Assignment:
Go through the entries below. Copy each line in which "some" appears.

Provided entries:
———

PR #1188, opened 2023-11-12
A few small changes (cl_filterGames + MAX_PATCH_PLANES increase)

Daggolin:
This pull request introduces a new cvar `cl_filterGames` and defaults it to `MBII MBIIOpenBeta`. Servers using an `fs_game` value that's on the list specified in `cl_filterGames` are going to be ignored on the serverlist. The default value seems to cover the majoriy of MBII servers.

Additionally the `MAX_PATCH_PLANES` value got increased from `2048` to `4096`, because some maps (at least for jk2) require a higher limit.

### DIFF
--- a/code/qcommon/cm_patch.h
+++ b/code/qcommon/cm_patch.h
@@ -62,7 +62,7 @@ properly.
 
 
 #define	MAX_FACETS			1024
-#define	MAX_PATCH_PLANES	2048
+#define	MAX_PATCH_PLANES	4096 // Was 2048 on vanilla jka
 
 typedef struct {
 	float	plane[4];
--- a/codemp/client/cl_main.cpp
+++ b/codemp/client/cl_main.cpp
@@ -105,6 +105,8 @@ cvar_t  *cl_lanForcePackets;
 
 cvar_t	*cl_drawRecording;
 
+cvar_t	*cl_filterGames;
+
 vec3_t cl_windVec;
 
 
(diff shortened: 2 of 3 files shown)


Daggolin:
> Seems a little racist to filter out an entire mod by default huh..

Good thing it's not hardcoded like it was on the fork you maintained. ^^

For anyone unfamiliar with the current situation: MBII is a total conversion for multiplayer. It requires new modules (game/cgame/ui), new pk3s (menus, maps, models, textures, ...) and possibly other things to be able to join a server. The mod can NOT be downloaded ingame (neither using the vanilla client nor OpenJK) and when you try to join the server you drop back to the main menu with an error message most players probably don't understand (for instance: `invalid entityState field count`). There is no helpful meassges printed, the player is left wondering what the issue is and why they can't play online or how to resolve it. While writing this message I checked the serverlist: there is currently 151 servers of which 56 match the default `cl_filterGames` proposed in this pull request. That means more than one third of the servers (almost 40 percent) are not usable with OpenJK, because they require a total conversion mod. This makes it hard for players to find actual servers they can join and in recent times players have already asked for help on how to fix their game, because they ran into error messages caused by trying to join MBII servers (with more than a third of servers requiring MBII that's not surprising). Who knows how many players tried to play online and gave up, not finding their way into community chatrooms to ask for help?

As I don't play MBII myself I may be wrong on this, but as far as I know MBII only supports the vanilla client and it requires a custom launcher to run the game. These defaults should not affect MBII.

> Really though, it shouldn't blacklist an fs_game if the client is currently using it.

Good catch, thank you. Added a check for that. If MBII supports OpenJK at some point just launching the game with the right fs_game should counteract the default value provided by `cl_filterGames` now.

Razish (approved):

SomaZ (approved):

———

Your solution:
Additionally the `MAX_PATCH_PLANES` value got increased from `2048` to `4096`, because some maps (at least for jk2) require a higher limit.
Good catch, thank you. Added a check for that. If MBII supports OpenJK at some point just launching the game with the right fs_game should counteract the default value provided by `cl_filterGames` now.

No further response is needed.